WORK REQUIRED: State the number of lines in the records beneath that hold the word "blob", and add nothing.

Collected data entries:
PR #5700, opened 2023-10-13
DOCK-1195: Add "archived" property to "my workflows" retrieval

svonworl:
**Description**
This PR adds the `archived` property to the workflows returned by the webservice `userWorkflows` endpoint, which must be included to display archived workflows differently in the "my workflows" portion of the UI.

Note that `archived` was only omitted by the endpoint that retrieves _workflows_, because the scheme used to retrieve workflows is different than that used to retrieve other entry types (apptools, notebooks, and services):
https://github.com/dockstore/dockstore/blob/98519383ad320c0897589e245b0e85c5718427bd/dockstore-webservice/src/main/java/io/dockstore/webservice/resources/UserResource.java#L624
https://github.com/dockstore/dockstore/blob/98519383ad320c0897589e245b0e85c5718427bd/dockstore-webservice/src/main/java/io/dockstore/webservice/resources/UserResource.java#L641-L642

The former uses a JPA query to get list of "summary" `MyWorkflows` objects and converts them to full entry objects, the latter uses a JPA query to get a list of full entry objects.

OUTPUT BELOW: 2